• _What you are asked to do_
Only a number is wanted here. Tally the lines of the data that contain "changes".

• _The data_
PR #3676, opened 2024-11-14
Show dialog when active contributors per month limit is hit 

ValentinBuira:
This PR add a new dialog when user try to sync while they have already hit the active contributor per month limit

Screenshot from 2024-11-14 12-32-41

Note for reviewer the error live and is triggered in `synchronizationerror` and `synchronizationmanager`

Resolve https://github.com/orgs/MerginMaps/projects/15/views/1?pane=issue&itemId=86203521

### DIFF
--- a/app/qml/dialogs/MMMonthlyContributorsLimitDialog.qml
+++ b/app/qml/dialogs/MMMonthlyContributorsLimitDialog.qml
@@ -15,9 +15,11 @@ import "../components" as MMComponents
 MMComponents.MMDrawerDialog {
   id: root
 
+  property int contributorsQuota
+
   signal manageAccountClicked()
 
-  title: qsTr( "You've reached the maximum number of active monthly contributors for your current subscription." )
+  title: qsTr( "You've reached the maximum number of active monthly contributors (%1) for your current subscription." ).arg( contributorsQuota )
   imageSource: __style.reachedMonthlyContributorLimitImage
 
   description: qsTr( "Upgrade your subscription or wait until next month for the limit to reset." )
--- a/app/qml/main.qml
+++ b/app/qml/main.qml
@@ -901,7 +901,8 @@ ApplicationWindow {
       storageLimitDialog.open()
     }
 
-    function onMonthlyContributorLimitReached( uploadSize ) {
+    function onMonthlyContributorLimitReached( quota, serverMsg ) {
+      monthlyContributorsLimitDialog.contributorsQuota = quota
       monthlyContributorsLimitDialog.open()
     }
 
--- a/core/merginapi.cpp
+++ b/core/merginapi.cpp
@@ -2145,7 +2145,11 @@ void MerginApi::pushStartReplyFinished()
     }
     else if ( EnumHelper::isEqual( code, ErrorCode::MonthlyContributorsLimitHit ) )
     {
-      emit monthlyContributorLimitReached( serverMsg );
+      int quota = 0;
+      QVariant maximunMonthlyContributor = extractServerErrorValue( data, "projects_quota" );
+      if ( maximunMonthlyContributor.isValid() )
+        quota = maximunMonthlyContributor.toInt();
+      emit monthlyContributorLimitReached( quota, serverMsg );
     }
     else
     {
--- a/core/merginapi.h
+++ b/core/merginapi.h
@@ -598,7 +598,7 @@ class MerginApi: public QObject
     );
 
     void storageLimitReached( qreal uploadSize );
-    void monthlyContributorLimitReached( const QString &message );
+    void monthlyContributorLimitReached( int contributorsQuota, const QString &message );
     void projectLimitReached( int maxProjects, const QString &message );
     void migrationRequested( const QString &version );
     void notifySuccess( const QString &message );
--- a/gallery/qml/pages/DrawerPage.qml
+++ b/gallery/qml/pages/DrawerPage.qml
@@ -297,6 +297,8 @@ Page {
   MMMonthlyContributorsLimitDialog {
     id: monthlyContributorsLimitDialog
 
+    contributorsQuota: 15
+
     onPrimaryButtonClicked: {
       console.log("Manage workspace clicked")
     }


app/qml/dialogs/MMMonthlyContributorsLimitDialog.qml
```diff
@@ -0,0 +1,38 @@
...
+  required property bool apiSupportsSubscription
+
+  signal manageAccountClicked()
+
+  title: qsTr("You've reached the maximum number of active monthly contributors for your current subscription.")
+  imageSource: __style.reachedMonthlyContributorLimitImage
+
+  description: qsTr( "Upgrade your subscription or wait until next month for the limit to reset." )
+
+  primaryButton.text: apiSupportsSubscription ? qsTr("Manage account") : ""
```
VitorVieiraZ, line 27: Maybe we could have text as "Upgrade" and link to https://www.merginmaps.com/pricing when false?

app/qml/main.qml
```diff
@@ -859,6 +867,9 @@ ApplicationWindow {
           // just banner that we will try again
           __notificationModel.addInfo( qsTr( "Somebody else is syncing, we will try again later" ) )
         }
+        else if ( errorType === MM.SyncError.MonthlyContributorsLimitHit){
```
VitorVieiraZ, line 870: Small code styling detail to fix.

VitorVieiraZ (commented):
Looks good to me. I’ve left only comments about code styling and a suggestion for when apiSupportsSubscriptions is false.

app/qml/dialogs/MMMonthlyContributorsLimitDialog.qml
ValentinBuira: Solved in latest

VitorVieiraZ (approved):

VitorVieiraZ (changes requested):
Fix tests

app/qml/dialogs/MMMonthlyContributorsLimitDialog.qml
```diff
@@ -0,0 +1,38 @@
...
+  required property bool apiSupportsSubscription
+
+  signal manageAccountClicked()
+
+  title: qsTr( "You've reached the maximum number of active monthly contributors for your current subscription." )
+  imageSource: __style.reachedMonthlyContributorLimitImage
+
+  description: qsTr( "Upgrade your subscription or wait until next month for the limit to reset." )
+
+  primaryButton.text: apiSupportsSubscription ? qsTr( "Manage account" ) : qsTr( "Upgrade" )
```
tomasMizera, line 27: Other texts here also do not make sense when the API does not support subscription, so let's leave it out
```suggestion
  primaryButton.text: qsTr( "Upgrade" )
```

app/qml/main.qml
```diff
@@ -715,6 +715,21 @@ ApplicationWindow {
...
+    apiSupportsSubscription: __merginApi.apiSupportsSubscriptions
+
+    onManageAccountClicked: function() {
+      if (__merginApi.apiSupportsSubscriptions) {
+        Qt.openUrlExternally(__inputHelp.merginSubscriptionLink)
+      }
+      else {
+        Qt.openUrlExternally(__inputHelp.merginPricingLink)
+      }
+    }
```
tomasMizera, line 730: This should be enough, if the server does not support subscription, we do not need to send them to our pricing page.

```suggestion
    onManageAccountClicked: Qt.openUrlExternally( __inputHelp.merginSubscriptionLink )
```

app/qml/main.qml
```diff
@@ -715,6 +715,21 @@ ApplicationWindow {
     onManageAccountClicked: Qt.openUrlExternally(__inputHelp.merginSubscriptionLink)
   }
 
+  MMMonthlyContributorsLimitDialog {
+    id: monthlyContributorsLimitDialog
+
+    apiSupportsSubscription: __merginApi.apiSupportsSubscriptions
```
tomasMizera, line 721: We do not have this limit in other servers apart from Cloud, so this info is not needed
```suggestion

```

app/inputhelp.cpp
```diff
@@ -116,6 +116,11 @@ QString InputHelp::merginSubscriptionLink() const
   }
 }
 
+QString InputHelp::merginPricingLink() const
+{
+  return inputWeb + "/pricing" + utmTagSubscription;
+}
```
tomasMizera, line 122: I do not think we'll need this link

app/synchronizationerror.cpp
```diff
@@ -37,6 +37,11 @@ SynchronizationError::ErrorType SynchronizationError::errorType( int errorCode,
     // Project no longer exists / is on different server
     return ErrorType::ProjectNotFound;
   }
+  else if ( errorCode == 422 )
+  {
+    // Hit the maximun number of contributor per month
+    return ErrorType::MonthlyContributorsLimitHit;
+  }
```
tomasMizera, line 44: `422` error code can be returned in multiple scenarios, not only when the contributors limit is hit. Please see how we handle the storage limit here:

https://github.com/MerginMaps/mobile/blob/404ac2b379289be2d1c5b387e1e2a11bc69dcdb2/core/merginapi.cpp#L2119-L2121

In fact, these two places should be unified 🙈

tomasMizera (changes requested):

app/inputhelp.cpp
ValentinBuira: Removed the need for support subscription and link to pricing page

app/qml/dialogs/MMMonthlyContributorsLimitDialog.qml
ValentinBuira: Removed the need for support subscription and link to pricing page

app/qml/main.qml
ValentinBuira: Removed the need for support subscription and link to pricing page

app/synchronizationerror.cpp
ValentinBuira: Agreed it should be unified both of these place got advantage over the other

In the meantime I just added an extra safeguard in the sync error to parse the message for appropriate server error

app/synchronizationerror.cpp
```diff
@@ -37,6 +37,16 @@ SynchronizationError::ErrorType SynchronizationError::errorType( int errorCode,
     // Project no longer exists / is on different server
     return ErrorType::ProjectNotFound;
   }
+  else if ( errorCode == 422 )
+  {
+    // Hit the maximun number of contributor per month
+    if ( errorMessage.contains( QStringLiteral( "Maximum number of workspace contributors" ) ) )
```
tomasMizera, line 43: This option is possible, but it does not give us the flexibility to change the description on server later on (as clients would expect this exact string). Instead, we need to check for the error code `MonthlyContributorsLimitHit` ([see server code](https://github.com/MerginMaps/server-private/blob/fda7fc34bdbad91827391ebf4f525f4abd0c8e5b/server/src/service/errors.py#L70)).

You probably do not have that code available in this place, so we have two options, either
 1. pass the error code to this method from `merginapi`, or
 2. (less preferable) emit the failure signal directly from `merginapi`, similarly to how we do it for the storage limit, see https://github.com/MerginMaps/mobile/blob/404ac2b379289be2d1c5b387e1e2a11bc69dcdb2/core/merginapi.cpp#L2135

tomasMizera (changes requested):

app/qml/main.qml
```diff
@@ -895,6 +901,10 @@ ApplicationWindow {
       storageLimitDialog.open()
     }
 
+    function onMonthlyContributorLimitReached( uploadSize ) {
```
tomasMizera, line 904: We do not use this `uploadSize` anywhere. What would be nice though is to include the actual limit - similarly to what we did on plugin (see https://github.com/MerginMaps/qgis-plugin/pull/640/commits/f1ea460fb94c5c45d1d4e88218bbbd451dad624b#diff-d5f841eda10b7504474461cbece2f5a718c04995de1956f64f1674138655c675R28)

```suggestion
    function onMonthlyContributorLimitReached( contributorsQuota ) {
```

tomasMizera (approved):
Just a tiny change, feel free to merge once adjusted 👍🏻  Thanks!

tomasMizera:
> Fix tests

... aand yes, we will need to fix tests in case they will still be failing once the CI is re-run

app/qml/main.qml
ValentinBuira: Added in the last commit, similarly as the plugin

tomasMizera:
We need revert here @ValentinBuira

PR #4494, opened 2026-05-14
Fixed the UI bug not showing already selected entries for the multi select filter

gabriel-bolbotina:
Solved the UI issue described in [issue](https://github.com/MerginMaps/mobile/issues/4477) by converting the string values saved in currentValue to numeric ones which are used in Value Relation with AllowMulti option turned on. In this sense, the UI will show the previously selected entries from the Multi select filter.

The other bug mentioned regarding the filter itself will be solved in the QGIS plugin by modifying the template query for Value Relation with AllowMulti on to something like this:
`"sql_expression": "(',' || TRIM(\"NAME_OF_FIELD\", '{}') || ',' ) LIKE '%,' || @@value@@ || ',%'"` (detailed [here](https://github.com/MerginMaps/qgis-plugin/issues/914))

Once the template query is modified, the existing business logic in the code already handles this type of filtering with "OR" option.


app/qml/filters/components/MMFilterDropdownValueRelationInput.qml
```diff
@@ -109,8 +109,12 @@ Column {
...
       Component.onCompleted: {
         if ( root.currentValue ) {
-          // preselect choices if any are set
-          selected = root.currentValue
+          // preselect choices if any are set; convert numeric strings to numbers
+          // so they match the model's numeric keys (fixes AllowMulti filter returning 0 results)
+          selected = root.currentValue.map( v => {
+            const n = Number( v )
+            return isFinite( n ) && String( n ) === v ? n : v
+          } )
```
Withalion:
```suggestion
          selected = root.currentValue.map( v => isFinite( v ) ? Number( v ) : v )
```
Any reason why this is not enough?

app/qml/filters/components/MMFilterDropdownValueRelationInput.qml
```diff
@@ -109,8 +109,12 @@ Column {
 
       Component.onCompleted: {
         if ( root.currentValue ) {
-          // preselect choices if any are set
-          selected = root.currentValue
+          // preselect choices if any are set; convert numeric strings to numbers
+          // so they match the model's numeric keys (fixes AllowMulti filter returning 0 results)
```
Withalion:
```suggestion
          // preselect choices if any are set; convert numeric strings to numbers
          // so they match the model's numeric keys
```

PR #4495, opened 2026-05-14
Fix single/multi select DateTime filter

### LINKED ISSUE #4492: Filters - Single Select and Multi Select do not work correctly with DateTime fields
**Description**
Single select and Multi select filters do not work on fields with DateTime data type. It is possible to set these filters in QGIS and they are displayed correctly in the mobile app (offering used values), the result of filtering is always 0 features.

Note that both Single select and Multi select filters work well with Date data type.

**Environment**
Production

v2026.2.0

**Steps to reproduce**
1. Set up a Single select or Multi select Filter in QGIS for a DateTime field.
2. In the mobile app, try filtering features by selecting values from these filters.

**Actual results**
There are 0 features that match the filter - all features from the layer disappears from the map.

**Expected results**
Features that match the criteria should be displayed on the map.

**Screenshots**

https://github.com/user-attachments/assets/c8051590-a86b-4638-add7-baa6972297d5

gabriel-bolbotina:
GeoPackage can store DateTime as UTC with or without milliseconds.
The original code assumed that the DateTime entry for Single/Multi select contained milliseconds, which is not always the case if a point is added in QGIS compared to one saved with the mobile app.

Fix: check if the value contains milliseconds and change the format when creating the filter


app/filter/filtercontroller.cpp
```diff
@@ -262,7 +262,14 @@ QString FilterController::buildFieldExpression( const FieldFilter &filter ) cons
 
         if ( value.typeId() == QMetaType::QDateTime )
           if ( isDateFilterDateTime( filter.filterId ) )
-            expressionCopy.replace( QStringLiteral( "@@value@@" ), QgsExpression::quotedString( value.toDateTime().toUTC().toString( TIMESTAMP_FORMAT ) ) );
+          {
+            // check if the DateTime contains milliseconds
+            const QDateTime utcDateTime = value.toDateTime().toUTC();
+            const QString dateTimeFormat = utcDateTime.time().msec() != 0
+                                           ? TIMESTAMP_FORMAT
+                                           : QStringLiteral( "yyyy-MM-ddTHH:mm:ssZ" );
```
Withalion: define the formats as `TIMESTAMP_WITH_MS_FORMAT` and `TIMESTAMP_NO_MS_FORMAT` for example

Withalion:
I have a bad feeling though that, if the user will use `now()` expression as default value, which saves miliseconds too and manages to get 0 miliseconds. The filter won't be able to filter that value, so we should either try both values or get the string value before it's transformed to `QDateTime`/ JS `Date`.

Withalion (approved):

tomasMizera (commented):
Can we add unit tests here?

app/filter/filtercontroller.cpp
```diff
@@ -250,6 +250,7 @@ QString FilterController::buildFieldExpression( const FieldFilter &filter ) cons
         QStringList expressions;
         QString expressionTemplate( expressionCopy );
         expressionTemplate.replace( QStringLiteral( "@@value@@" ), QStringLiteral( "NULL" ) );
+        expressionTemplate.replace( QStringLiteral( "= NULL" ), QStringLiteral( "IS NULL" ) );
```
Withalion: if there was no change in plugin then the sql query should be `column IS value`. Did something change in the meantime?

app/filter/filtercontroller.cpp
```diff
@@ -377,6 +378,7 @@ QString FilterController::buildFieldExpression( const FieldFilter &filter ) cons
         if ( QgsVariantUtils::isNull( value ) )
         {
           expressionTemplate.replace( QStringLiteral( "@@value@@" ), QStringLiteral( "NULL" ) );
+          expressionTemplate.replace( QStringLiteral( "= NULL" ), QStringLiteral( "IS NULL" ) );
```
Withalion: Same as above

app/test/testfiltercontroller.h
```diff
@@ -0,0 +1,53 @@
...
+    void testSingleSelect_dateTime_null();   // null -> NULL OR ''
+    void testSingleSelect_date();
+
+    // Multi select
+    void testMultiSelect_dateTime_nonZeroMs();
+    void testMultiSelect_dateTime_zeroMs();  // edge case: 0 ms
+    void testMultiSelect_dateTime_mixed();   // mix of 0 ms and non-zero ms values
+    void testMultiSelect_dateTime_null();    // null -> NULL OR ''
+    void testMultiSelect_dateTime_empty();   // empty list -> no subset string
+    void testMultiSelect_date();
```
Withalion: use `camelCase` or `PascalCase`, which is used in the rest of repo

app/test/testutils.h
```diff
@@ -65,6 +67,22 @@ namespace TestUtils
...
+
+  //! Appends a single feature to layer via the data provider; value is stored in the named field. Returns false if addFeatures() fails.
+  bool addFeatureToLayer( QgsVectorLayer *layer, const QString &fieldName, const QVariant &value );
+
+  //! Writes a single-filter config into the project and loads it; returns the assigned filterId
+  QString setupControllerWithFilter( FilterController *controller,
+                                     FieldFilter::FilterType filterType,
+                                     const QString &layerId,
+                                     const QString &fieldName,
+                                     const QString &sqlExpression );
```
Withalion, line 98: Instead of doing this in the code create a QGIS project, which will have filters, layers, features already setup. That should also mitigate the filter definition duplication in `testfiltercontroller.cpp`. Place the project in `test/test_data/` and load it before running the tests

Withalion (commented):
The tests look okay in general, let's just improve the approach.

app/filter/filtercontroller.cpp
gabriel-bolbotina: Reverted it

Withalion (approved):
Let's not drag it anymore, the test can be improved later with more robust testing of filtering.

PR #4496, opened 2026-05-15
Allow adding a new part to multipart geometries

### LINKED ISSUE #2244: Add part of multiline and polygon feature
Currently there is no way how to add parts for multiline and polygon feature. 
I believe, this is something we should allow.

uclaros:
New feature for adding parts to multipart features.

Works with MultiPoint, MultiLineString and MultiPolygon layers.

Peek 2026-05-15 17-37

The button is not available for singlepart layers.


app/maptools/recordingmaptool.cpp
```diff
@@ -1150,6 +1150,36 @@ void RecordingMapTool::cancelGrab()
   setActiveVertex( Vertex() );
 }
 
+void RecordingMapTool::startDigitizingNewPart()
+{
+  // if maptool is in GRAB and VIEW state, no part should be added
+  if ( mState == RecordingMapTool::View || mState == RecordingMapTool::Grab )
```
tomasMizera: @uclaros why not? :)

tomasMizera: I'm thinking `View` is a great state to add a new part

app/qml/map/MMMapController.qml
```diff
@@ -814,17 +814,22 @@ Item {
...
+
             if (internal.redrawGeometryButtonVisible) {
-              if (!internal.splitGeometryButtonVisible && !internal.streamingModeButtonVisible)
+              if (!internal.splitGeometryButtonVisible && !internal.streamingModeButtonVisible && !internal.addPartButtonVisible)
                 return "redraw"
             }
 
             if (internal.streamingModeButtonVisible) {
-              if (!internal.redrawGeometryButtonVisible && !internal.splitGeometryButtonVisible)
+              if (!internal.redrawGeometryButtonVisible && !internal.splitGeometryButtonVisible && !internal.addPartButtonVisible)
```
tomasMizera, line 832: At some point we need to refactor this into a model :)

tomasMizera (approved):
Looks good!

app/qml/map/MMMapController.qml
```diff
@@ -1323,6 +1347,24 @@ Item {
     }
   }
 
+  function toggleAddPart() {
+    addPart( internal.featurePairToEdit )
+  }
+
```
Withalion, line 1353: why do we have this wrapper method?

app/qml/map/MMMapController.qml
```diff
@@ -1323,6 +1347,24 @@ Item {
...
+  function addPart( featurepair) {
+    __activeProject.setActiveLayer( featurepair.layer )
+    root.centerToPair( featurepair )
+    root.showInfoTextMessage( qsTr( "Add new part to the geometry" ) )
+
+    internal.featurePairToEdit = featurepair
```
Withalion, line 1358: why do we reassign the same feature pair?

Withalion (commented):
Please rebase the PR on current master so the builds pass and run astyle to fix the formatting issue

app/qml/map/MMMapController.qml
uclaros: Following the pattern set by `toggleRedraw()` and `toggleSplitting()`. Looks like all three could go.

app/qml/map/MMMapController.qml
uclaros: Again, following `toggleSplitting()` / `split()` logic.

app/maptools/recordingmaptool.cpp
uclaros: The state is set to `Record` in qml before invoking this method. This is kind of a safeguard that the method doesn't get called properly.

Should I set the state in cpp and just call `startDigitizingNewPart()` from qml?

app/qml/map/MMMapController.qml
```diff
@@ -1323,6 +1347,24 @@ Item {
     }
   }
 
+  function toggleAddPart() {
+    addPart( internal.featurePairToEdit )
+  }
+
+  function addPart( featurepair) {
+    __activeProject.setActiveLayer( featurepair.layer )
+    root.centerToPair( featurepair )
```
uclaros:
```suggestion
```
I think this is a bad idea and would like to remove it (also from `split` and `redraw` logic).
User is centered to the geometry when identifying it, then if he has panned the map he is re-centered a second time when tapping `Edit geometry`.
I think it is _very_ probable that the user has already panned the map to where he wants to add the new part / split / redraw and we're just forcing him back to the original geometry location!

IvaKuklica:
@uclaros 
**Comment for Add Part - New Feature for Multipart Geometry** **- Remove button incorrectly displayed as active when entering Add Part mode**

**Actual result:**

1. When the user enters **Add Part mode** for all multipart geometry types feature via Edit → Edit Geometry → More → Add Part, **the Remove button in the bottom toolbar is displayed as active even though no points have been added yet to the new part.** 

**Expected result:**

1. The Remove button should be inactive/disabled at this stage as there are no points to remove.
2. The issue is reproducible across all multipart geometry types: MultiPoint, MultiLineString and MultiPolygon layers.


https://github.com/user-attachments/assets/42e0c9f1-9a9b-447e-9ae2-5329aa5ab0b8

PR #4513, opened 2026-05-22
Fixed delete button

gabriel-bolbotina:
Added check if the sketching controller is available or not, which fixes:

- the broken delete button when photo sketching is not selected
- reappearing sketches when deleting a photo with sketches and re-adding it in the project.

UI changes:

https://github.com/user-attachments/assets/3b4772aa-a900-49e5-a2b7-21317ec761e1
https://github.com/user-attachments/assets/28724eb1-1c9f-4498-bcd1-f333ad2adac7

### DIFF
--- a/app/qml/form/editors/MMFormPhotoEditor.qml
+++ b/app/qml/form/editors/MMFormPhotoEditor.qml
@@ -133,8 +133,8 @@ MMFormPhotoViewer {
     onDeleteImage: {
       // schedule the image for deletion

• _Task solution_
4